Size-dependent dynamic stability of nanocomposite enriched micro-shell panels in thermal environment using the modified couple stress theory

This work aims to evaluate dynamic stability of micro-shell panels enriched by nanocomposites based on an analytical approach. In order to capture the effects of size on the mechanical behaviour of the micro-shell panels, the modified couple stress theory is employed which uses the material length scale parameter. The fundamental equations incorporating kinematic, constitutive, equilibrium and compatibility equations, are developed based on the first-order shear deformation theory (FSDT) which supports analysis of thin and moderately thick microshells. The extended fundamental differential equations are solved by the Galerkin method which results a closed-form solution for evaluating the dynamic stability of the proposed micro-shell panels.
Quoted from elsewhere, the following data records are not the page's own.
PR #10912, opened 2020-09-14
Mark two functions 'noexcept'.

bangerth:
With a newer compiler, I got a warning about missing `noexcept` on two functions. I have no idea what the `// NOLINT` comment on these lines referred to, but assume that it is unrelated. Let's see what the testers have to say.

### DIFF
--- a/include/deal.II/lac/affine_constraints.h
+++ b/include/deal.II/lac/affine_constraints.h
@@ -565,7 +565,8 @@ public:
   /**
    * Move constructor
    */
-  AffineConstraints(AffineConstraints &&affine_constraints) = default; // NOLINT
+  AffineConstraints(AffineConstraints &&affine_constraints) noexcept =
+    default; // NOLINT
 
   /**
    * Copy operator. Like for many other large objects, this operator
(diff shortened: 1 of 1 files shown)


masterleinad:
You need to fix the indentation. :slightly_smiling_face:

drwells:
> I have no idea what the // NOLINT comment on these lines referred to, but assume that it is unrelated.

If I recall correctly we had do add argument names (even though the methods are defaulted) to appease GCC 4.8 or GCC 4.9, while since we never use the arguments they do not need to be named (which causes clang-tidy to print a warning).

tjhei:
> which causes clang-tidy to print a warning

clang-tidy seems to be happy though?

drwells:
You're right - we have some move constructors without variable names and some with variable names, but both sets use `// NOLINT`. I must be thinking of something else.

drwells:
(and some move constructors with no variable name and no `// NOLINT`)

masterleinad:
`clang-tidy` will never complain for lines that have `NOLINT`. `clang-tidy` wants move constructors/assignment operators to be explicitly marked `noexcept` even though the compiler can calculate the appropriate specifier itself. IIRC some older compilers complain, though if the implicit specifier doesn't match the explicit (resp. missing) one. Hence, we just silenced `clang-tidy` here.
If this works with all compilers we care about, we can remove the `NOLINT` here.

bangerth:
Indented -- the result is not pretty :-(

masterleinad (approved):

kronbichler (approved):

PR #10920, opened 2020-09-16
Fix multiple-component bug in FEFaceEvaluationImpl::integrate_scatter

kronbichler:
When using multiple components of a finite element basis without optimized reads (e.g. `FE_DGQ` for computing the gradients on faces), `FEFaceEvaluationImpl::integrate_scatter` would return early to indicate that it needed an external function to write into the vector, but we actually were still looping over the components to prepare the data. So we must complete the loop when writing but not when reading. This bug was introduced in #10904; the more serious defect was that this code path was untested before, so the hardly needed test is also added.

FYI @nfehn @peterrum

### DIFF
--- a/include/deal.II/matrix_free/evaluation_kernels.h
+++ b/include/deal.II/matrix_free/evaluation_kernels.h
@@ -2251,7 +2251,7 @@ namespace internal
                                temp1,
                                values_quad + comp * n_q_points,
                                gradients_quad + comp * dim * n_q_points,
-                               scratch_data + 2 * n_components * dofs_per_face,
+                               scratch_data + 2 * dofs_per_face,
                                evaluate_values,
                                evaluate_gradients,
                                subface_index);
@@ -2266,7 +2266,7 @@ namespace internal
                                temp1,
                                values_quad + comp * n_q_points,
                                gradients_quad + comp * dim * n_q_points,
-                               scratch_data + 2 * n_components * dofs_per_face,
+                               scratch_data + 2 * dofs_per_face,
                                evaluate_values,
                                evaluate_gradients,
                                subface_index);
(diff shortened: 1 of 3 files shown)


include/deal.II/matrix_free/evaluation_kernels.h
```diff
@@ -3113,7 +3121,7 @@ namespace internal
                                       gradients_quad);
         }
 
-      return true;
+      return writes_into_vector;
```
peterrum, line 3124: Ooops!

include/deal.II/matrix_free/evaluation_kernels.h
```diff
@@ -2251,7 +2251,7 @@ namespace internal
                                temp1,
                                values_quad + comp * n_q_points,
                                gradients_quad + comp * dim * n_q_points,
-                               scratch_data + 2 * n_components * dofs_per_face,
+                               scratch_data + 2 * dofs_per_face,
```
peterrum, line 2254: This is just a refactoring step, isn't it?

include/deal.II/matrix_free/evaluation_kernels.h
```diff
@@ -2652,6 +2652,8 @@ namespace internal
                  orientation[v][i];
       };
 
+      bool writes_into_vector = true;
```
peterrum, line 2655: May I ask you to add a comment here.

peterrum (approved):
Looks good to me!

include/deal.II/matrix_free/evaluation_kernels.h
kronbichler: Yes, this was forgotten in #10904.

include/deal.II/matrix_free/evaluation_kernels.h
kronbichler: I added a comment here and further down where the variable is set (or the early return for the read path).

peterrum (approved):
Thanks! I will merge once the testers are happy since this is a bug all matrix-free users might affect.

peterrum (approved):
I'll merge this one although the OSX tests have not passed yet. The bug prevents many of the (if not all modern) matrix-free codes to work properly.

PR #10922, opened 2020-09-16
Refactor access to FEEvaluationImpl and friends

kronbichler:
As a preparation for #9794, I want to distinguish the calls to the various implementations with different `struct` names but the same `run()` function (to generically instantiate whatever is needed for the polynomial degrees). This PR makes the necessary refactoring to the cell and face evaluations, mostly just moving around some code.

~~I have set the `do not merge` label for now because I want to work on the downstream code tomorrow to see if there is anything else needed, but I wanted to announce it now to see if there are comments.~~

### DIFF
--- a/include/deal.II/matrix_free/evaluation_kernels.h
+++ b/include/deal.II/matrix_free/evaluation_kernels.h
@@ -1396,7 +1396,7 @@ namespace internal
   struct FEEvaluationImplEvaluateSelector
   {
     template <int fe_degree, int n_q_points_1d>
-    static void
+    static bool
     run(const unsigned int                                      n_components,
         const EvaluationFlags::EvaluationFlags                  evaluation_flag,
         const internal::MatrixFreeFunctions::ShapeInfo<Number> &shape_info,
@@ -1519,6 +1519,8 @@ namespace internal
         }
       else
         AssertThrow(false, ExcNotImplemented());
+
+      return false;
     }
   };
 
@@ -1543,7 +1545,7 @@ namespace internal
   struct FEEvaluationImplIntegrateSelector
   {
     template <int fe_degree, int n_q_points_1d>
-    static void
+    static bool
     run(const unsigned int                     n_components,
         const EvaluationFlags::EvaluationFlags integration_flag,
         const internal::MatrixFreeFunctions::ShapeInfo<Number> &shape_info,
@@ -1666,6 +1668,8 @@ namespace internal
         }
       else
         AssertThrow(false, ExcNotImplemented());
+
+      return false;
     }
   };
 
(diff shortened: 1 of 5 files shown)


include/deal.II/matrix_free/evaluation_kernels.h
```diff
@@ -1967,27 +2291,71 @@ namespace internal
...
-  template <int dim,
-            int fe_degree,
-            int n_q_points_1d,
-            typename Number,
-            typename VectorizedArrayType,
-            typename Number2 = Number>
-  struct FEFaceEvaluationSelector
+  template <typename Number>
+  void
+  adjust_for_face_orientation(const unsigned int            dim,
```
peterrum, line 2296: Does it hurt if you make dim a template parameter?

peterrum (commented):
Looks good from my side. I think I know in which direction this is going!

Ping me once you have tried out the downstream code and added the promised tests! Looking forward to the next step!

include/deal.II/matrix_free/evaluation_kernels.h
```diff
@@ -1377,6 +1377,330 @@ namespace internal
...
+    static void
+    run(const unsigned int                                      n_components,
+        const EvaluationFlags::EvaluationFlags                  evaluation_flag,
+        const internal::MatrixFreeFunctions::ShapeInfo<Number> &shape_info,
+        Number *values_dofs_actual,
+        Number *values_quad,
+        Number *gradients_quad,
+        Number *hessians_quad,
+        Number *scratch_data);
+  };
```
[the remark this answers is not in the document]
kronbichler: I am leaning towards using variadic template `args...` because the only way I see those could be generalized is by having a new struct that hides the function-specific part, which is also not pretty.

peterrum (approved):

include/deal.II/matrix_free/evaluation_kernels.h
kronbichler: It's just a bit more code to be generated without any benefit - `dim` is only used for an outer loop.

kronbichler:
I did two adjustments: I also applied the same interface to the inverse mass matrix and I changed the return type for all functions to `bool` because that is needed for the `gather_evaluate` call. It is not super pretty this way but we can tackle that in a later PR.

I consider this PR ready now.

> [...] and added the promised tests! 

That was a misleading comment from my side - I intended to say that I had to fix some of the failing existing tests (which is now concluded). The new interfaces are exercised by all code using `FEEvaluation` or `FEFaceEvaluation`, thus more than 400 tests (counting debug + release), which should be sufficient at this point. In a follow-up PR addressing #9794 I will switch a good bunch of those matrix-free tests to the non-templated version, so we stress even more parts.

peterrum (approved):
Looks good. As discussed offline, let's get #9794 working as soon as possible. We can clean up the internal data structures of `MatrixFree` afterwards. Let's try to distribute the task then fairly! Do you want to create a new issue so that we don't forget it. You can assign us both to it.

peterrum:
Thanks! One step closer to our goal!

PR #10926, opened 2020-09-16
step-69: Remove boundary c_ij fix

tamiko:
We compute the boundary normal by averaging the normal over the
quadrature points weighted with the shape function. It turns out that
this is sufficient to preserve mass and total energy. No change of the
c_ij's are needed.


tamiko:
@itomasSNL @kronbichler *ping*

tamiko:
All, I would like to get a review by @itomasSNL on this one :sweat_smile:

kronbichler (approved):

tamiko:
Let's merge this as is - @itomasSNL promised to follow up with some documentation updates in a separate pull request :-)

itomasSNL:
@kronbichler @tamiko Now the documentation and the source code are consistent.

kronbichler (approved):

PR #10936, opened 2020-09-20
Fix SCALAPACK tests again

masterleinad:
Fixes https://cdash.43-1.org/testDetails.php?test=58278061&build=11074. This time I actually ran the tests...


drwells (approved):

drwells:
The tester didn't catch it last time but we might as well:

/rebuild

peterrum (approved):

PR #10940, opened 2020-09-20
Cleanup quadrature

drwells:
I started by fixing another `-Wtype-limits` warning and then did some other cleaning up.

### DIFF
--- a/source/base/quadrature.cc
+++ b/source/base/quadrature.cc
@@ -136,9 +136,8 @@ Quadrature<dim>::Quadrature(const SubQuadrature &q1, const Quadrature<1> &q2)
   for (unsigned int i2 = 0; i2 < q2.size(); ++i2)
     for (unsigned int i1 = 0; i1 < q1.size(); ++i1)
       {
-        // compose coordinates of
-        // new quadrature point by tensor
-        // product in the last component
+        // compose coordinates of new quadrature point by tensor product in the
+        // last component
         for (unsigned int d = 0; d < dim - 1; ++d)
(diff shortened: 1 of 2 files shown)


source/base/quadrature.cc
```diff
@@ -107,6 +108,17 @@ Quadrature<1>::Quadrature(const Point<1> &point)
 
 
 
+template <>
+Quadrature<0>::Quadrature(const Point<0> &point)
+  : quadrature_points(std::vector<Point<0>>(1, point))
+  , weights(std::vector<double>(1, 1.))
```
tjhei, line 114: I think you can skip all these initializations.

source/base/quadrature.cc
```diff
@@ -449,108 +456,6 @@ namespace internal
   }   // namespace QIteratedImplementation
 } // namespace internal
 
-// template <>
```
tjhei, line 452: huh

drwells: This function does almost the same thing as the constructor which is why we got rid of it. Are you asking for a change?

source/base/quadrature.cc
drwells: Good point. We do need to initialize the boolean though.

bangerth (approved):
I think the only functional change is the addition of the `Quadrature(const Point<0> &)` constructor, right? Everything else is just removing commented-out lines and reflowing comments. I wonder then why you actually need the new constructor?

drwells:
I need the constructor to avoid the loop in the dim = 0 case to avoid a compiler warning.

Then, some comparative studies are conducted to validate accuracy of the proposed method. Finally, by performing an extended parametric study, effects of the material length scale parameter on the dynamic stability of the proposed micro-shell panels are investigated.

Automated summary

This work aims to evaluate the dynamic stability of micro-shell panels enriched by nanocomposites using an analytical approach. The modified couple stress theory is utilized to account for the size effects on the mechanical behavior of the micro-shell panels. The fundamental equations, based on the first-order shear deformation theory, are solved using the Galerkin method to obtain a closed-form solution for evaluating the dynamic stability of the proposed micro-shell panels. Comparative studies and a parametric study are conducted to validate the accuracy of the proposed method and investigate the effects of the material length scale parameter on the dynamic stability of the micro-shell panels.